PROBLEM TO SOLVE: Nothing but the lines from the start of the records through the line that contains "## Unifying directionality" is to be copied, and each is to be copied exactly.

[Dataset excerpts]

Start of Block

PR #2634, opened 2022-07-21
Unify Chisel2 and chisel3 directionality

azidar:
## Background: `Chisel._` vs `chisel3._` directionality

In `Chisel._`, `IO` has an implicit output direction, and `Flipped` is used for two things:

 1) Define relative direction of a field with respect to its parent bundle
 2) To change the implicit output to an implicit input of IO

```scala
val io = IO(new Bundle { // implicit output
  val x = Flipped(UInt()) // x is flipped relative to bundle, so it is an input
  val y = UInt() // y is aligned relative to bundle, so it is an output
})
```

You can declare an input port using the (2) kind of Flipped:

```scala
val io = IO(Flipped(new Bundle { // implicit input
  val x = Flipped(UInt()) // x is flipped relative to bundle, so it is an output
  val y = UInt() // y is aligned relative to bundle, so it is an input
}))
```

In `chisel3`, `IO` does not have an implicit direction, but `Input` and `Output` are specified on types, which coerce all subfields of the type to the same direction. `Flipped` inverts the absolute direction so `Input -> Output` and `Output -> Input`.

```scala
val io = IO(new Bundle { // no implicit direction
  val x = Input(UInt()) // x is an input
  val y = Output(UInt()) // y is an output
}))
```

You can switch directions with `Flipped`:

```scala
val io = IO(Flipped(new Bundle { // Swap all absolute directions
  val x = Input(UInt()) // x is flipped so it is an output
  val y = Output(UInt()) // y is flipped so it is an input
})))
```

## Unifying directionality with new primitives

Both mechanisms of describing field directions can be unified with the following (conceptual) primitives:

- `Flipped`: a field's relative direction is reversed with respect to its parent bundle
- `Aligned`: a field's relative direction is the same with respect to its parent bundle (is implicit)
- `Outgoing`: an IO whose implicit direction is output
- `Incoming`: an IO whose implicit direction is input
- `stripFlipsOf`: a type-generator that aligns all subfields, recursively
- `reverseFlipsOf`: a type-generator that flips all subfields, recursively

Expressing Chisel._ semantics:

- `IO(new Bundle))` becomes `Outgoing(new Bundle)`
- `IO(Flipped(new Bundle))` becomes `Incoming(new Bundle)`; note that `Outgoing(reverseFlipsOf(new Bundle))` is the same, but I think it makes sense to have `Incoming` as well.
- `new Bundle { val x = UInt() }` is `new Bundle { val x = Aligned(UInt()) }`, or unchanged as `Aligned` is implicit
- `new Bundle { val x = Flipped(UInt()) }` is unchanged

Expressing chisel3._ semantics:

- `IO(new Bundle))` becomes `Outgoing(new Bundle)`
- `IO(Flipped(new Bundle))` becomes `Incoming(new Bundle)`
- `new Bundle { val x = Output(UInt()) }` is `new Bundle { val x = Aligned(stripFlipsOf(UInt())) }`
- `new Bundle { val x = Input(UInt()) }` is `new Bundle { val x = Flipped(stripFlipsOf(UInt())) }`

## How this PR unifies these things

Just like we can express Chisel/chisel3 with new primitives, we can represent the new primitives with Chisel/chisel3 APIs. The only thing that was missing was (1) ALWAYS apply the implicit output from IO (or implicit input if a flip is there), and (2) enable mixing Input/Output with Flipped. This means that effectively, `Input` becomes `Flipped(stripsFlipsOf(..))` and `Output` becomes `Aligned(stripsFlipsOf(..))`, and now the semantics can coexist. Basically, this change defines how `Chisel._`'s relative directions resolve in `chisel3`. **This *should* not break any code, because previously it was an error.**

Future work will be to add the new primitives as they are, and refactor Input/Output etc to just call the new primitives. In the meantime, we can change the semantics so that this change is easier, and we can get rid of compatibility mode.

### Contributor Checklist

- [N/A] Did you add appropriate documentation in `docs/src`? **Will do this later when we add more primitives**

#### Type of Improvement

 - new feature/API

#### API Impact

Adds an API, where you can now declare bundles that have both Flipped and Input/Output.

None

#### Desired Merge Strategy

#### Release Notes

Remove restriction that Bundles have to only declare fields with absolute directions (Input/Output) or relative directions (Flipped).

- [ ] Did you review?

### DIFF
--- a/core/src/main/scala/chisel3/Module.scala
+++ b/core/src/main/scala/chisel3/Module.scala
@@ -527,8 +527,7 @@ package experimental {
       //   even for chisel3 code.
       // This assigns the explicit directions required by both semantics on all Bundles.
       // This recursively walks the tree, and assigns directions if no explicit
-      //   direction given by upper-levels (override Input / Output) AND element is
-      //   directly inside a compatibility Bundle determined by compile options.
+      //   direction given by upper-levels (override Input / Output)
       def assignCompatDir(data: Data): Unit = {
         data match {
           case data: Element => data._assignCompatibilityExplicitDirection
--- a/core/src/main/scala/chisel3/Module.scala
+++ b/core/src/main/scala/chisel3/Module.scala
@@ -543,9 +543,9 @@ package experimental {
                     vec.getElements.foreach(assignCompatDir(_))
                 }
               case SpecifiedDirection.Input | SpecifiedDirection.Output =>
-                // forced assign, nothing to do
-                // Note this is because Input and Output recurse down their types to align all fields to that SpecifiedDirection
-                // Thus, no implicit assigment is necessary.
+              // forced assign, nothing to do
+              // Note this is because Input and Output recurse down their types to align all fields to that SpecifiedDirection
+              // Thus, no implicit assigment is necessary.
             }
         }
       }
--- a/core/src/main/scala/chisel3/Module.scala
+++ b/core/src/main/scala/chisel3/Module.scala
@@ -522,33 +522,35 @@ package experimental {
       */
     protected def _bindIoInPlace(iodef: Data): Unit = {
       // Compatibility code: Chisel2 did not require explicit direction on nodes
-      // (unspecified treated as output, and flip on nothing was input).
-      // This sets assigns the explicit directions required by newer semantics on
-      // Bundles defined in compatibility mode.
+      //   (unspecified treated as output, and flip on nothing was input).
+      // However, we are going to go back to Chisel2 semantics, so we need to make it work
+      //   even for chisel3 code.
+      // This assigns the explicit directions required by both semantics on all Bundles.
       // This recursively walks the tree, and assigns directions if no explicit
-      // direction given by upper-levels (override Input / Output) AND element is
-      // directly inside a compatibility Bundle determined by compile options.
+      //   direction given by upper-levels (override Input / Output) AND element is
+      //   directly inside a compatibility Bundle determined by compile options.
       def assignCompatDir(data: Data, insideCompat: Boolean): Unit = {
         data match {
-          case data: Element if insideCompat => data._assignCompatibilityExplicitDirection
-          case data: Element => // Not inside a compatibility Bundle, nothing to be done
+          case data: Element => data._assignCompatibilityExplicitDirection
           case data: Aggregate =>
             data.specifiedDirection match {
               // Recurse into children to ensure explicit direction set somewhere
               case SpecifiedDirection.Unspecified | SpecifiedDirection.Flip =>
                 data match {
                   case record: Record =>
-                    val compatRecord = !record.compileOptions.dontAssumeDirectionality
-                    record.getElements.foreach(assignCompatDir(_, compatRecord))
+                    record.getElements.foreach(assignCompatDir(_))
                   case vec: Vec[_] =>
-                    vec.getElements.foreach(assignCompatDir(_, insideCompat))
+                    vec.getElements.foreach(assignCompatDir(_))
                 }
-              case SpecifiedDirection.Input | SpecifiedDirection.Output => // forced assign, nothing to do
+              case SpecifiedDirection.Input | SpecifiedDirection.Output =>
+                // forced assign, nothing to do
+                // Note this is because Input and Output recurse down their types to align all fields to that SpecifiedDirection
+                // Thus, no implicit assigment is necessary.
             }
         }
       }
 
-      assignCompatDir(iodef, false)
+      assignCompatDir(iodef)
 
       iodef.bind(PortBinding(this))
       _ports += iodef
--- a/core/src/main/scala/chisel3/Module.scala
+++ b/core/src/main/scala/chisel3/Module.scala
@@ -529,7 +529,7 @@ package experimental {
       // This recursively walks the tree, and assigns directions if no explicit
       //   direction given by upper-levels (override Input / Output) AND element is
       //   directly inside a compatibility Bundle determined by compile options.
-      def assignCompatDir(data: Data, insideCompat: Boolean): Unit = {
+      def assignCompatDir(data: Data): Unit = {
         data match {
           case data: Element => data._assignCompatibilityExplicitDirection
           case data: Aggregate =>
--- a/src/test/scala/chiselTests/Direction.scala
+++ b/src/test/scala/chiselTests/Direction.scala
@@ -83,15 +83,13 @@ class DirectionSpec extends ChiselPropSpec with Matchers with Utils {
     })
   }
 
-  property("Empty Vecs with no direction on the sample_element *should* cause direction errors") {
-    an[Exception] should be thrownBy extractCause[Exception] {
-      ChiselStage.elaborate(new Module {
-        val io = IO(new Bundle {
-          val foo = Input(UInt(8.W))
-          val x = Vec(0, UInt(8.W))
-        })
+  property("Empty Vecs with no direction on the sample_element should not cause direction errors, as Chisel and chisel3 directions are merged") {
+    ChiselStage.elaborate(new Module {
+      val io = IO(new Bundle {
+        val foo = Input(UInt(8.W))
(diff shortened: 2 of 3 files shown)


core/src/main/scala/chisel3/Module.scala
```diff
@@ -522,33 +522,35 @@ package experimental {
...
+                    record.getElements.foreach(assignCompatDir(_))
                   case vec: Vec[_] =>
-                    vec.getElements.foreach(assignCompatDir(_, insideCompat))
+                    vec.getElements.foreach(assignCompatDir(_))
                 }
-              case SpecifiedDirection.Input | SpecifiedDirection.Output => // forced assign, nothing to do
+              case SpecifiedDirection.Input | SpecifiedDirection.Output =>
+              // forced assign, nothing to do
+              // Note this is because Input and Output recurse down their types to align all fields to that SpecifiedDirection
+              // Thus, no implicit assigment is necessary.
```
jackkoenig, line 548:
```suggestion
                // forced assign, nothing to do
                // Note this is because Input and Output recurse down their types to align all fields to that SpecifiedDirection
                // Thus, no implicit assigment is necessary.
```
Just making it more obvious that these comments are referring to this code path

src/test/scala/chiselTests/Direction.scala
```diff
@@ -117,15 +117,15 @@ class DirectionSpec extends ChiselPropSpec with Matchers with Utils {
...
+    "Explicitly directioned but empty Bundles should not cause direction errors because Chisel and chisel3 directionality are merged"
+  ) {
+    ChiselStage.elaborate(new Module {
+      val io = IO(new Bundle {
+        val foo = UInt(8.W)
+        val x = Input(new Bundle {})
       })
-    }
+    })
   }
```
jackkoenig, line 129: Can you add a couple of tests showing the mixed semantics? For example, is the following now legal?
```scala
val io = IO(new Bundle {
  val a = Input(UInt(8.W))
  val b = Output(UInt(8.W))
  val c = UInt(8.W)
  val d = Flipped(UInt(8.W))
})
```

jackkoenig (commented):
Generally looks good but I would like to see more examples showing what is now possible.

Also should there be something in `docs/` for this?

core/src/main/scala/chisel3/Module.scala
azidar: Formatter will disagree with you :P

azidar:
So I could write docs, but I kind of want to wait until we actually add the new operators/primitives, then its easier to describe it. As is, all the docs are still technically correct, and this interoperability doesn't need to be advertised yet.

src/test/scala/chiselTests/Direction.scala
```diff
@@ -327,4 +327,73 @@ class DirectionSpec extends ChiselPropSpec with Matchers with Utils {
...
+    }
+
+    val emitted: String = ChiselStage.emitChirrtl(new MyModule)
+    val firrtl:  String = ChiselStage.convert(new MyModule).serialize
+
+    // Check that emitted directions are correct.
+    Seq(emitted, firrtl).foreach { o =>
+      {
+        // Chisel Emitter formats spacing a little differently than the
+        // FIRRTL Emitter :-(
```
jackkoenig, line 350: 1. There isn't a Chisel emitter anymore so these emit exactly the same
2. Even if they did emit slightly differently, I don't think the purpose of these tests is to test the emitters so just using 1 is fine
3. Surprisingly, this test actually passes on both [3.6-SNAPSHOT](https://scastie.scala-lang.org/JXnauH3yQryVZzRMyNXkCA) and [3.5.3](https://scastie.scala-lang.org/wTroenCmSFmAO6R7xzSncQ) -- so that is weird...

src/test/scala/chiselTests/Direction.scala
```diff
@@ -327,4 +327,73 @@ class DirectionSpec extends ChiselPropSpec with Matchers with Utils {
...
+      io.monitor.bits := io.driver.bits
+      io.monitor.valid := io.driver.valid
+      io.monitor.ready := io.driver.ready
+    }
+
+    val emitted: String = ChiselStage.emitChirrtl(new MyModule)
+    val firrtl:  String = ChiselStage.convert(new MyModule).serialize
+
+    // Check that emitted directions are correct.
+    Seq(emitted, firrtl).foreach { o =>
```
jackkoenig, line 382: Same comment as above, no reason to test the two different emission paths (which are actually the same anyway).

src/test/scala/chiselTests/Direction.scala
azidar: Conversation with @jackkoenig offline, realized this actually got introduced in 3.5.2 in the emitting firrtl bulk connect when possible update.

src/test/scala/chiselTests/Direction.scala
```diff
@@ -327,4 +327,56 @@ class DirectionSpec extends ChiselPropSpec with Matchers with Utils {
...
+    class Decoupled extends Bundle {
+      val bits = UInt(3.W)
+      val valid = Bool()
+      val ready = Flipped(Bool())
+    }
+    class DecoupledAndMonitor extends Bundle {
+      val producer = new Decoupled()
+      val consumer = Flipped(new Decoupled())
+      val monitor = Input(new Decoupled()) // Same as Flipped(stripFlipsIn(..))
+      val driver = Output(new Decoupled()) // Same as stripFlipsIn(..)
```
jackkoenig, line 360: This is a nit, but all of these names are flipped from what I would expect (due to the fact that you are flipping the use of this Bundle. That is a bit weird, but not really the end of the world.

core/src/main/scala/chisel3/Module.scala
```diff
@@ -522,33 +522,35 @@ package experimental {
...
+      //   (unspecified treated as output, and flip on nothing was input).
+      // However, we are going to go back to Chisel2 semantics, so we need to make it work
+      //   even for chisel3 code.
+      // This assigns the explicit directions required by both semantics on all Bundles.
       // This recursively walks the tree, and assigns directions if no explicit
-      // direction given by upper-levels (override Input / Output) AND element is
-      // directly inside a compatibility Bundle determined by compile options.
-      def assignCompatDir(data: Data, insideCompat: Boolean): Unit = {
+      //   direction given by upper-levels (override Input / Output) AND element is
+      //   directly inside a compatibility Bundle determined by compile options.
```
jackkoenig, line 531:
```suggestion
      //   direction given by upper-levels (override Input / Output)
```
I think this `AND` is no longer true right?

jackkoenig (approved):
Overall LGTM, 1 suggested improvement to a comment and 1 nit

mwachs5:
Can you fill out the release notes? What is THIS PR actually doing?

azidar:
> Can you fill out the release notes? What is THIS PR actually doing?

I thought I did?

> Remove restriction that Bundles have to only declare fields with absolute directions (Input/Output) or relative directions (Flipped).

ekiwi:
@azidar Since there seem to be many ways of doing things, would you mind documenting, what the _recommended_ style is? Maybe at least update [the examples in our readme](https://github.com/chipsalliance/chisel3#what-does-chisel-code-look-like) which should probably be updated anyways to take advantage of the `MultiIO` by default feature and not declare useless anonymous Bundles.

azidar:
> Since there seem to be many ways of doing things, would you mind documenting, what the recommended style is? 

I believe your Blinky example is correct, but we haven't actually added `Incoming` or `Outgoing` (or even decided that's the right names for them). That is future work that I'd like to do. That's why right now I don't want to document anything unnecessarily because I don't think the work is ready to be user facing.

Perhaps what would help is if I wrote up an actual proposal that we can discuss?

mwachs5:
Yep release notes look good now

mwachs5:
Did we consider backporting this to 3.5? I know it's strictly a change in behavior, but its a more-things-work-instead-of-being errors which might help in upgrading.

End of Block

EXERCISE ANSWER:
PR #2634, opened 2022-07-21
Unify Chisel2 and chisel3 directionality

azidar:
## Background: `Chisel._` vs `chisel3._` directionality

In `Chisel._`, `IO` has an implicit output direction, and `Flipped` is used for two things:

 1) Define relative direction of a field with respect to its parent bundle
 2) To change the implicit output to an implicit input of IO

```scala
val io = IO(new Bundle { // implicit output
  val x = Flipped(UInt()) // x is flipped relative to bundle, so it is an input
  val y = UInt() // y is aligned relative to bundle, so it is an output
})
```

You can declare an input port using the (2) kind of Flipped:

```scala
val io = IO(Flipped(new Bundle { // implicit input
  val x = Flipped(UInt()) // x is flipped relative to bundle, so it is an output
  val y = UInt() // y is aligned relative to bundle, so it is an input
}))
```

In `chisel3`, `IO` does not have an implicit direction, but `Input` and `Output` are specified on types, which coerce all subfields of the type to the same direction. `Flipped` inverts the absolute direction so `Input -> Output` and `Output -> Input`.

```scala
val io = IO(new Bundle { // no implicit direction
  val x = Input(UInt()) // x is an input
  val y = Output(UInt()) // y is an output
}))
```

You can switch directions with `Flipped`:

```scala
val io = IO(Flipped(new Bundle { // Swap all absolute directions
  val x = Input(UInt()) // x is flipped so it is an output
  val y = Output(UInt()) // y is flipped so it is an input
})))
```

## Unifying directionality with new primitives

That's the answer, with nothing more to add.